## WHAT YOU ARE ASKED TO DO
Below are records; copy every line among them that contains the word "utilities".

+ + +

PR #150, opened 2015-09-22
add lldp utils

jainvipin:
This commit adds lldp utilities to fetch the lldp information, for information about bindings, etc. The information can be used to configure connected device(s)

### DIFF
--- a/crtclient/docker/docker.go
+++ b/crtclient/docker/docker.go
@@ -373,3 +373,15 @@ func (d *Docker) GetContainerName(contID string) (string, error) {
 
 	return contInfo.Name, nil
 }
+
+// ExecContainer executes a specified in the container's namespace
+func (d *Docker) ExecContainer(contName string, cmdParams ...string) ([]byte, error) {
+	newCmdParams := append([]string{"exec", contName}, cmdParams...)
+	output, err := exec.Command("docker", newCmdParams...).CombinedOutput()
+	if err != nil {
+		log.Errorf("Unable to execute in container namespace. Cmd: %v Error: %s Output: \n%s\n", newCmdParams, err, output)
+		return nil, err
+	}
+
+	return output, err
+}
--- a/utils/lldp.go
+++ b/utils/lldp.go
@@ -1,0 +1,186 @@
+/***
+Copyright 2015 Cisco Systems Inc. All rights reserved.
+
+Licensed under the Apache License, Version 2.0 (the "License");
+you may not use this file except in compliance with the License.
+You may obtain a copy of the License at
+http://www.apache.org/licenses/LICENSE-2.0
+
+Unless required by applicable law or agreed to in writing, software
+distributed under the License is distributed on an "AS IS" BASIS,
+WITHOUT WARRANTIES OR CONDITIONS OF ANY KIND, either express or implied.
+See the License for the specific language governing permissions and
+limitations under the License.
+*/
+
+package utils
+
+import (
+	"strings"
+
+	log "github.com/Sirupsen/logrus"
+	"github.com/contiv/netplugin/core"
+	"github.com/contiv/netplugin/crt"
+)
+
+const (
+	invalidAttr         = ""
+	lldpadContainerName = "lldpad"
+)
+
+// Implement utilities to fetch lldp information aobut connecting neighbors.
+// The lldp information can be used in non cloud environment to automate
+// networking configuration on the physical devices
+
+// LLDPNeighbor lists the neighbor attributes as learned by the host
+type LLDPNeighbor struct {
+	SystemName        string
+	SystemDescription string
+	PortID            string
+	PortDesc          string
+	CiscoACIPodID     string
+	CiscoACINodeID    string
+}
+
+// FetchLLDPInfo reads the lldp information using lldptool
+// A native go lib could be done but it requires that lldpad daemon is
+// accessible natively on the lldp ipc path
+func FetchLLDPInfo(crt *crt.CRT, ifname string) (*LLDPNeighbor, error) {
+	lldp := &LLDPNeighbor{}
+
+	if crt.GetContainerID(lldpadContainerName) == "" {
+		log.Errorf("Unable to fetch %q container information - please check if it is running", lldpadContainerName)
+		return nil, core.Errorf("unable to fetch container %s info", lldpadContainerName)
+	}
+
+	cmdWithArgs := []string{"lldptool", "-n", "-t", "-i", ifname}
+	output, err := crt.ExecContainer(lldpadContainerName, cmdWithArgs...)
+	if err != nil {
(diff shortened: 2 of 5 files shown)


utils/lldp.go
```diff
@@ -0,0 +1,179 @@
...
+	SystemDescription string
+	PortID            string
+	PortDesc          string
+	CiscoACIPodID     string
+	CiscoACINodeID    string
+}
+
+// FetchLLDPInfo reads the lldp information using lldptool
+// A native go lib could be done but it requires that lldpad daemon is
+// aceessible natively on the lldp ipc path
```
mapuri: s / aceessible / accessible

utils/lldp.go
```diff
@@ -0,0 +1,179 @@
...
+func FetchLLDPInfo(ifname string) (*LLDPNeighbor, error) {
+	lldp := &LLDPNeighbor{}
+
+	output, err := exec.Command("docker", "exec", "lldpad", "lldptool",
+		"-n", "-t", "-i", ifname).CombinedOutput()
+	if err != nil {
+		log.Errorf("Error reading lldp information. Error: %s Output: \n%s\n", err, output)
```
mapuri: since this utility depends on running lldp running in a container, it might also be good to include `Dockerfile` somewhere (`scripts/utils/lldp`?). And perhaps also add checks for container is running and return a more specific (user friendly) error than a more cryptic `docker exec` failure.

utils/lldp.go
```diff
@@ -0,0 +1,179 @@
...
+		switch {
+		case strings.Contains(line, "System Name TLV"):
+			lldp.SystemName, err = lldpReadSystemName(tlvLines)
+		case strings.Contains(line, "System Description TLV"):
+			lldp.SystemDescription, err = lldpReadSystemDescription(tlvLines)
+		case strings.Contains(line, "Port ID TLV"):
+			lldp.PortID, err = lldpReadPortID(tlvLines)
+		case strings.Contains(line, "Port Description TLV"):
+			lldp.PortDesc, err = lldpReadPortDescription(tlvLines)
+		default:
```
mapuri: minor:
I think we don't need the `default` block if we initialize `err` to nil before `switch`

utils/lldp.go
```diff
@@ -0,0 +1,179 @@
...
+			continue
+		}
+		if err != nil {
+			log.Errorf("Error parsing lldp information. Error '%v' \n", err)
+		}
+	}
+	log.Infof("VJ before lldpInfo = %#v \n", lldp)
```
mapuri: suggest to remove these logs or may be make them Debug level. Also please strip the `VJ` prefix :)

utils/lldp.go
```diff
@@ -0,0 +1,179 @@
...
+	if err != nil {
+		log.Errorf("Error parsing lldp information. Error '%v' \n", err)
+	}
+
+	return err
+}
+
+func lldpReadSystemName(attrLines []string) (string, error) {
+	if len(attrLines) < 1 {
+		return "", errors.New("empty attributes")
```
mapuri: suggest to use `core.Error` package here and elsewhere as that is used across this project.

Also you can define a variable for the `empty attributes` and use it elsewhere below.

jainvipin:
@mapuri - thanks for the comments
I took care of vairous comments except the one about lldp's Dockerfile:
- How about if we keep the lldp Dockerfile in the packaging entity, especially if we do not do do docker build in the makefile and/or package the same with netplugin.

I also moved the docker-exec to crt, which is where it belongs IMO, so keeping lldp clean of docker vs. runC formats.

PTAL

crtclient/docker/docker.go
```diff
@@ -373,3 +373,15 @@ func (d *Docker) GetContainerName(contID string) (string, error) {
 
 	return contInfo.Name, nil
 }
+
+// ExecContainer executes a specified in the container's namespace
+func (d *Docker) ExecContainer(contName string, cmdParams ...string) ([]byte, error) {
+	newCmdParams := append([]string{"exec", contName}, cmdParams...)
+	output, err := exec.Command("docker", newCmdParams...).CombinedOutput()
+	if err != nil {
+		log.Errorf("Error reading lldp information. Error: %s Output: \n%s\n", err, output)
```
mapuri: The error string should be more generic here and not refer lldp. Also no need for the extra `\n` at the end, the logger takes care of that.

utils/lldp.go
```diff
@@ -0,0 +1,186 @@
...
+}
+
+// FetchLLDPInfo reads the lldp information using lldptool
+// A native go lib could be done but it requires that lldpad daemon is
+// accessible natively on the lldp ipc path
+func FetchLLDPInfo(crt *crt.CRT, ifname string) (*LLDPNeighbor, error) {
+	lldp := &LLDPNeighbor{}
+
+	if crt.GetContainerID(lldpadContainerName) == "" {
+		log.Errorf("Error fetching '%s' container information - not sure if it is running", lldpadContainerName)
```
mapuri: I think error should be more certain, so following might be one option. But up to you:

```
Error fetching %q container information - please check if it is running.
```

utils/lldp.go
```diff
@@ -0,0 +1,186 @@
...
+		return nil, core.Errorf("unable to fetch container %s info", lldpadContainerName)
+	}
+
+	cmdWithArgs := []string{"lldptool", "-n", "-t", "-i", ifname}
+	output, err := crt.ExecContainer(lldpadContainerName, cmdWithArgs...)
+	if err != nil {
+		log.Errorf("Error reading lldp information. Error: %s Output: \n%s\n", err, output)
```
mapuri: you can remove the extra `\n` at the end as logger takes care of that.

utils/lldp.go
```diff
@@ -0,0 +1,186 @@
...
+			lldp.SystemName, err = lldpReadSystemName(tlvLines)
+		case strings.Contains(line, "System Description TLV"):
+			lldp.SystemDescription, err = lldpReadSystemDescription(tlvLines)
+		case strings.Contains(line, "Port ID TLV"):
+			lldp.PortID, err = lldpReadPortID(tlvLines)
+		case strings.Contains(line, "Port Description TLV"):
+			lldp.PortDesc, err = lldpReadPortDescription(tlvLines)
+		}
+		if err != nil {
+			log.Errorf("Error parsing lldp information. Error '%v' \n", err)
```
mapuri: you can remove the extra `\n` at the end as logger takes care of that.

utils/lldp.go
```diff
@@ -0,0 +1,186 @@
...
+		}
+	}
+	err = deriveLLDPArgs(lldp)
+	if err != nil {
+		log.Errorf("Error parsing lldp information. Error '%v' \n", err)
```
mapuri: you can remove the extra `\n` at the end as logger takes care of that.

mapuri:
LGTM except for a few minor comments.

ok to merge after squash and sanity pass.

+ + +

## TASK RESPONSE
This commit adds lldp utilities to fetch the lldp information, for information about bindings, etc. The information can be used to configure connected device(s)
+// Implement utilities to fetch lldp information aobut connecting neighbors.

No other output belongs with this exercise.